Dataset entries
PR #1340, opened 2020-06-17
Add a ReadableKeyValuePairs and make ReadableAttribute a simple sub-interface

bogdandrutu:
Main advantage is avoid duplicating readable methods, and enforce better hierarchy. Also the consumer interface can now be part of the ReadableKeyValuePairs.


jkwatson:
I do think having a qualified sub-interface for ReadableAttributes still has value, and makes the exporter code a bit easier to read. But, I also agree that having the top interface is a good idea. 

So, yes, and let's re-introduce ReadableAttributes as a sub-interface of ReadableKeyValuePairs. Seems like a smaller change, as well.

bogdandrutu:
>Looks good. ReadableKeyValuePairs.KeyValueConsumer is a bit of a mouthful. Would it make sense to just have the consumer a top-level interface? Having them coupled together is nice, but the style-checker seems to get annoyed when you try to import the sub-interface explicitly.

It is just IDEA that decided to refactor this way when I asked to move that class.

PR #1342, opened 2020-06-17
Extension packages should not use "internal" API package

### LINKED ISSUE #1125: Contrib packages should not use "internal" API package.
Internal package should not be used outside of API (maybe SDK). The reason is called internal is because we don't have the guarantees that we have in the API for the API stability.

iNikem:
Fixes #1125, second attempt.

This PR adds InternalApiProtectionTest which uses ArchUnit to enforce architectural constraints. It only verifies that classes in contrib packages do not use classes in internal package of API module.

Test was added into opentelemetry-all module because the latter depends on all other submodules and therefore sees all classes in the project.

All found violations were fixed.

StringUtils was copied from Guava, so its original copyright notice was preserved with slight formatting changes. Even then I had to change our checkstyle configuration to make it pass.

### DIFF
--- a/extensions/trace_propagators/src/test/java/io/opentelemetry/extensions/trace/propagation/StringUtilsTest.java
+++ b/extensions/trace_propagators/src/test/java/io/opentelemetry/extensions/trace/propagation/StringUtilsTest.java
@@ -17,7 +17,6 @@
 package io.opentelemetry.extensions.trace.propagation;
 
 import static com.google.common.truth.Truth.assertThat;
-import static org.junit.Assert.assertEquals;
 
 import org.junit.Rule;
 import org.junit.Test;
@@ -36,7 +35,7 @@ public class StringUtilsTest {
 
   @Test
   public void padLeft() {
-    assertEquals(StringUtils.padLeft("value", 10), "00000value");
+    assertThat(StringUtils.padLeft("value", 10)).isEqualTo("00000value");
   }
 
   @Test
--- a/extensions/trace_propagators/src/test/java/io/opentelemetry/extensions/trace/propagation/StringUtilsTest.java
+++ b/extensions/trace_propagators/src/test/java/io/opentelemetry/extensions/trace/propagation/StringUtilsTest.java
@@ -1,0 +1,55 @@
+/*
+ * Copyright 2020, OpenTelemetry Authors
+ *
+ * Licensed under the Apache License, Version 2.0 (the "License");
+ * you may not use this file except in compliance with the License.
+ * You may obtain a copy of the License at
+ *
+ *     http://www.apache.org/licenses/LICENSE-2.0
+ *
+ * Unless required by applicable law or agreed to in writing, software
+ * distributed under the License is distributed on an "AS IS" BASIS,
+ * WITHOUT WARRANTIES OR CONDITIONS OF ANY KIND, either express or implied.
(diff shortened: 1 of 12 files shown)


extensions/trace_propagators/src/test/java/io/opentelemetry/extensions/trace/propagation/StringUtilsTest.java
```diff
@@ -0,0 +1,55 @@
...
+  public void padLeft() {
+    assertEquals(StringUtils.padLeft("value", 10), "00000value");
+  }
+
+  @Test
+  public void padLeft_throws_for_null_value() {
+    try {
+      StringUtils.padLeft(null, 10);
+      fail("Expected exception not");
+    } catch (NullPointerException expected) {
```
jkwatson, line 45: we should use the junit ExpectedException for this, rather than try/fail

bogdandrutu: or simple:

```
    thrown.expect(NullPointerException.class);
    thrown.expectMessage("name");
    StringUtils.padLeft(null, 10);
```

bogdandrutu: @jkwatson there is also an errorprone check for this which we can enable now with tests being java8 about this exact pattern.

jkwatson: yeah, @iNikem disabled it in this PR. that's why it caught my eye.  :)

iNikem: Should we prefer `ExpectedException` or, as we have java8 in tests now, `assertThrows`?

bogdandrutu: I think ExpectedException does a better job for this.

extensions/trace_propagators/src/test/java/io/opentelemetry/extensions/trace/propagation/StringUtilsTest.java
```diff
@@ -0,0 +1,55 @@
...
+  public void isNullOrEmpty() {
+    assertThat(StringUtils.isNullOrEmpty("")).isTrue();
+    assertThat(StringUtils.isNullOrEmpty(null)).isTrue();
+    assertThat(StringUtils.isNullOrEmpty("hello")).isFalse();
+    assertThat(StringUtils.isNullOrEmpty(" ")).isFalse();
+  }
+
+  @Test
+  public void padLeft() {
+    assertEquals(StringUtils.padLeft("value", 10), "00000value");
```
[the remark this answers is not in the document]
bogdandrutu: This was just ignored and marked as resolved, please don't do this in the future, if you disagree say it and don't resolve the comment.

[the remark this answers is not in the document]
iNikem: Oh sorry, I fixed that in another test case below, that's why I marked as resolved. I have totally missed this one.

Issue #225, opened 2020-06-16
Overflow in byte length calculation


HeroicKatora:
The byte length of rows is calculated through the _bit_length. This requires 3 bits more than the final value which means an intermediate of the calculation might overflow even if the result could be represented on a 32-bit target.

https://github.com/image-rs/image-png/blob/5c00d5af103a3ac12ed288bc2d3afac2667ebfc2/src/common.rs#L318-L334

Previous conversation on the issue: https://github.com/image-rs/image-png/pull/223#discussion_r441019014

PR #227, opened 2020-06-19
Check buffer sizes for overflow

HeroicKatora:
Fixes an issue affecting mainly platforms with 32-bit (or smaller)
pointer size where the calculation of required buffer sizes would
use unchecked math ops that could silently overflow.

We now try to calculate the maximum of the necessary lengths up-front,
as part of converting to a Reader, which ensures that all other
computations have no overflow.

Closes: #225

### DIFF
--- a/src/common.rs
+++ b/src/common.rs
@@ -17,8 +17,12 @@ pub enum ColorType {
 impl ColorType {
     /// Returns the number of samples used per pixel of `ColorType`
     pub fn samples(&self) -> usize {
+        self.samples_u8().into()
+    }
+
+    pub(crate) fn samples_u8(self) -> u8 {
         use self::ColorType::*;
-        match *self {
+        match self {
             Grayscale | Indexed => 1,
             RGB => 3,
             GrayscaleAlpha => 2,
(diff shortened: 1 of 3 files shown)


src/common.rs
```diff
@@ -38,16 +38,36 @@ impl ColorType {
         }
     }
 
-    pub(crate) fn raw_row_length_from_width(&self, depth: BitDepth, width: u32) -> usize {
-        let bits = width as usize * self.samples() * depth as usize;
+    pub(crate) fn checked_raw_row_length(&self, depth: BitDepth, width: u32) -> Option<usize> {
```
fintelia, line 41: This whole function could just be:
```rust
   TryFrom::try_from((width as u64 * (self.samples() * depth as usize) as u64 + 7) / 8 + 1).ok()
```
LLVM is even able to produce [quite reasonable code](https://rust.godbolt.org/z/bWrmjd) for the on 32-bit targets, and there aren't issues with a hypothetical 128-bit target either because _width_ is a u32 so the full product can't overflow.

HeroicKatora: Good point, introducing internal converters to `u8` (we can discuss making them public later) makes this even clearer. Then this multiplication is straightup `u32*u8*u8` which surely fits in `u64`.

[What to produce]
Which lines in the data above contain "because"? Show each one.

[Exercise solution]
Internal package should not be used outside of API (maybe SDK). The reason is called internal is because we don't have the guarantees that we have in the API for the API stability.
Test was added into opentelemetry-all module because the latter depends on all other submodules and therefore sees all classes in the project.
LLVM is even able to produce [quite reasonable code](https://rust.godbolt.org/z/bWrmjd) for the on 32-bit targets, and there aren't issues with a hypothetical 128-bit target either because _width_ is a u32 so the full product can't overflow.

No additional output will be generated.